■ WHAT NEEDS TO BE DONE: Repeat the data in full. Every line must match.

-------- RECORDS FOR THE TASK

PR #1439, opened 2024-10-03
Separate ImportOpticalModels from ImportOpticalMaterials

hhollenb:
# Separate `ImportOpticalModel`s from `ImportOpticalMaterial`s

Mean free paths (MFPs) used by optical models in optical physics are imported from Geant4 through the `G4MaterialPropertiesTable`, and have been previously stored in `ImportOpticalMaterials`. This PR moves the MFP tables to be stored instead in `ImportOpticalModels`, which allows a common way to access MFP tables used by discrete optical models, as well as extensibility for creating mock data or user optical models.

Discrete optical model data in `ImportOpticalMaterial`s now contains model specific data (e.g. parameters for WLS or parameters for Rayleigh scattering to build its own MFP tables). 

Optical models are imported from Geant4 in mostly the same way that EM processes are imported. When iterating over `G4VProcess`es, if they're a recognized optical process then they're loaded as an optical model. This now also respects the `GeantOpticalPhysicsOptions` for `absorption`, `rayleigh_scattering`, and `wavelength_shifting`, and supports `CelerOpticalPhysics` physics lists. Therefore we can set these options in Json files used by `celer-export-data` and only those specified models will be propagated to the root file. 

In a similar manner, it may be useful to handle the optical generators (Cerenkov, scintillation) in the import process loop so all the Geant4 processes are handled in the same way.


src/celeritas/io/ImportOpticalModel.hh
```diff
@@ -0,0 +1,56 @@
...
+ * This enum is used to identify the optical model that imported model MFP
+ * tables correspond to.
+ */
+enum class ImportModelClass
+{
+    other,
+    absorption,
+    rayleigh,
+    wls,
+    //
```
sethrj:
```suggestion
```

src/celeritas/io/ImportOpticalModel.hh
```diff
@@ -0,0 +1,56 @@
...
+}  // namespace optical
+
+//---------------------------------------------------------------------------//
+/*!
+ * Imported data for an optical physics model.
+ */
+struct ImportOpticalModel
+{
+    optical::ImportModelClass model_class;
+    std::vector<ImportPhysicsVector> mfps;  //!< per optical material MFPs
```
sethrj, line 51: I kind of regret that we added the plural `s` suffix to our other vectors 😅 it is consistent but it looks a little weird

src/celeritas/ext/detail/GeantOpticalModelImporter.cc
```diff
@@ -0,0 +1,119 @@
...
+    switch (imc)
+    {
+        case IMC::absorption:
+            return ImportOpticalModel{imc, this->import_mfps("ABSLENGTH")};
+        case IMC::rayleigh:
+            return ImportOpticalModel{imc, this->import_mfps("RAYLEIGH")};
+        case IMC::wls:
+            return ImportOpticalModel{imc, this->import_mfps("WLSABSLENGTH")};
+        default:
+            return ImportOpticalModel{IMC::size_, {}};
```
sethrj: Perhaps instead:

```suggestion
            CELER_ASSERT_UNREACHABLE();
```

sethrj (approved):
This looks fantastic! One or two super minor comments; and do you have any idea how the ROOT file decrease 45% in size? 🤔

app/celer-dump-data.cc
```diff
@@ -775,19 +775,31 @@ void print_atomic_relaxation_data(
...
  */
-void print_optical_materials(std::vector<ImportOpticalMaterial> const& iom)
+void print_optical_materials(std::vector<ImportOpticalModel> const& io_models,
+                             std::vector<ImportOpticalMaterial> const& io_mats)
 {
-    if (iom.empty())
+    if (io_models.empty())
+    {
+        CELER_LOG(info) << "Optical model data not available";
+        return;
```
amandalund, line 846: Could there still be optical material data to print below even if there are no imported models?

test/celeritas/data/lar-sphere.geant.json
```diff
@@ -0,0 +1,63 @@
...
+  "wavelength_shifting2": "none",
+  "boundary": {
+   "enable": false
+  },
+  "absorption": true,
+  "rayleigh_scattering": true,
+  "mie_scattering": false,
+  "verbose": false
+ }
+}
```
amandalund, line 62: You could also add "lar-sphere" to the data update in test/celeritas/CMakeLists.txt so we can run `make update-root-test-data` to regenerate that root file.

amandalund (approved):
This is great @hhollenb!

hhollenb:
> do you have any idea how the ROOT file decrease 45% in size? 🤔

Looking at `test/celeritas/ext/RootImporter.test.cc`, the test description says to use the option `reader_data = false` in `app/celer-export-geant` to reduce the size of the root files. Doing a quick test shows with `read_data = true`:
```
-rw------- 1 kcr8wx users 166K Oct  3 12:35 /home/kcr8wx/celeritas-project/celeritas-2/test/celeritas/data/four-steel-slabs.root
-rw------- 1 kcr8wx users 102K Oct  3 12:35 /home/kcr8wx/celeritas-project/celeritas-2/test/celeritas/data/lar-sphere.root
```
And with `read_data = false`:
```
-rw------- 1 kcr8wx users 76K Oct  3 12:33 /home/kcr8wx/celeritas-project/celeritas-2/test/celeritas/data/four-steel-slabs.root
-rw------- 1 kcr8wx users 66K Oct  3 12:33 /home/kcr8wx/celeritas-project/celeritas-2/test/celeritas/data/lar-sphere.root
```
The value of `read_data` is hard-coded to be true in `celer-export-geant`, so I'm guessing that at some point the root files started getting auto generated with the larger size and never got caught since both sizes pass tests.

stognini:
That sounds reasonable. Also, since we reorganized things over time, the comment in `RootImporter.test.cc` could be updated from 
```
* GeantImporter::DataSelection::reader_data = false
```
to something like
```
* GeantImportDataSelection::reader_data = false in GeantImporter.hh
```

stognini (approved):
Thanks @hhollenb ! Looks great!

hhollenb:
I added an extra optional flag to `celer-export-geant` called `--gen-test` so that we can set data selection flags / other options for root files that will be stored in test data directories. I added it to the `update-root-test-data` so test data will be automatically generated with the smaller files.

----------------

■ WRITTEN ANSWER:
PR #1439, opened 2024-10-03
Separate ImportOpticalModels from ImportOpticalMaterials

hhollenb:
# Separate `ImportOpticalModel`s from `ImportOpticalMaterial`s

Mean free paths (MFPs) used by optical models in optical physics are imported from Geant4 through the `G4MaterialPropertiesTable`, and have been previously stored in `ImportOpticalMaterials`. This PR moves the MFP tables to be stored instead in `ImportOpticalModels`, which allows a common way to access MFP tables used by discrete optical models, as well as extensibility for creating mock data or user optical models.

Discrete optical model data in `ImportOpticalMaterial`s now contains model specific data (e.g. parameters for WLS or parameters for Rayleigh scattering to build its own MFP tables). 

Optical models are imported from Geant4 in mostly the same way that EM processes are imported. When iterating over `G4VProcess`es, if they're a recognized optical process then they're loaded as an optical model. This now also respects the `GeantOpticalPhysicsOptions` for `absorption`, `rayleigh_scattering`, and `wavelength_shifting`, and supports `CelerOpticalPhysics` physics lists. Therefore we can set these options in Json files used by `celer-export-data` and only those specified models will be propagated to the root file. 

In a similar manner, it may be useful to handle the optical generators (Cerenkov, scintillation) in the import process loop so all the Geant4 processes are handled in the same way.


src/celeritas/io/ImportOpticalModel.hh
```diff
@@ -0,0 +1,56 @@
...
+ * This enum is used to identify the optical model that imported model MFP
+ * tables correspond to.
+ */
+enum class ImportModelClass
+{
+    other,
+    absorption,
+    rayleigh,
+    wls,
+    //
```
sethrj:
```suggestion
```

src/celeritas/io/ImportOpticalModel.hh
```diff
@@ -0,0 +1,56 @@
...
+}  // namespace optical
+
+//---------------------------------------------------------------------------//
+/*!
+ * Imported data for an optical physics model.
+ */
+struct ImportOpticalModel
+{
+    optical::ImportModelClass model_class;
+    std::vector<ImportPhysicsVector> mfps;  //!< per optical material MFPs
```
sethrj, line 51: I kind of regret that we added the plural `s` suffix to our other vectors 😅 it is consistent but it looks a little weird

src/celeritas/ext/detail/GeantOpticalModelImporter.cc
```diff
@@ -0,0 +1,119 @@
...
+    switch (imc)
+    {
+        case IMC::absorption:
+            return ImportOpticalModel{imc, this->import_mfps("ABSLENGTH")};
+        case IMC::rayleigh:
+            return ImportOpticalModel{imc, this->import_mfps("RAYLEIGH")};
+        case IMC::wls:
+            return ImportOpticalModel{imc, this->import_mfps("WLSABSLENGTH")};
+        default:
+            return ImportOpticalModel{IMC::size_, {}};
```
sethrj: Perhaps instead:

```suggestion
            CELER_ASSERT_UNREACHABLE();
```

sethrj (approved):
This looks fantastic! One or two super minor comments; and do you have any idea how the ROOT file decrease 45% in size? 🤔

app/celer-dump-data.cc
```diff
@@ -775,19 +775,31 @@ void print_atomic_relaxation_data(
...
  */
-void print_optical_materials(std::vector<ImportOpticalMaterial> const& iom)
+void print_optical_materials(std::vector<ImportOpticalModel> const& io_models,
+                             std::vector<ImportOpticalMaterial> const& io_mats)
 {
-    if (iom.empty())
+    if (io_models.empty())
+    {
+        CELER_LOG(info) << "Optical model data not available";
+        return;
```
amandalund, line 846: Could there still be optical material data to print below even if there are no imported models?

test/celeritas/data/lar-sphere.geant.json
```diff
@@ -0,0 +1,63 @@
...
+  "wavelength_shifting2": "none",
+  "boundary": {
+   "enable": false
+  },
+  "absorption": true,
+  "rayleigh_scattering": true,
+  "mie_scattering": false,
+  "verbose": false
+ }
+}
```
amandalund, line 62: You could also add "lar-sphere" to the data update in test/celeritas/CMakeLists.txt so we can run `make update-root-test-data` to regenerate that root file.

amandalund (approved):
This is great @hhollenb!

hhollenb:
> do you have any idea how the ROOT file decrease 45% in size? 🤔

Looking at `test/celeritas/ext/RootImporter.test.cc`, the test description says to use the option `reader_data = false` in `app/celer-export-geant` to reduce the size of the root files. Doing a quick test shows with `read_data = true`:
```
-rw------- 1 kcr8wx users 166K Oct  3 12:35 /home/kcr8wx/celeritas-project/celeritas-2/test/celeritas/data/four-steel-slabs.root
-rw------- 1 kcr8wx users 102K Oct  3 12:35 /home/kcr8wx/celeritas-project/celeritas-2/test/celeritas/data/lar-sphere.root
```
And with `read_data = false`:
```
-rw------- 1 kcr8wx users 76K Oct  3 12:33 /home/kcr8wx/celeritas-project/celeritas-2/test/celeritas/data/four-steel-slabs.root
-rw------- 1 kcr8wx users 66K Oct  3 12:33 /home/kcr8wx/celeritas-project/celeritas-2/test/celeritas/data/lar-sphere.root
```
The value of `read_data` is hard-coded to be true in `celer-export-geant`, so I'm guessing that at some point the root files started getting auto generated with the larger size and never got caught since both sizes pass tests.

stognini:
That sounds reasonable. Also, since we reorganized things over time, the comment in `RootImporter.test.cc` could be updated from 
```
* GeantImporter::DataSelection::reader_data = false
```
to something like
```
* GeantImportDataSelection::reader_data = false in GeantImporter.hh
```

stognini (approved):
Thanks @hhollenb ! Looks great!

hhollenb:
I added an extra optional flag to `celer-export-geant` called `--gen-test` so that we can set data selection flags / other options for root files that will be stored in test data directories. I added it to the `update-root-test-data` so test data will be automatically generated with the smaller files.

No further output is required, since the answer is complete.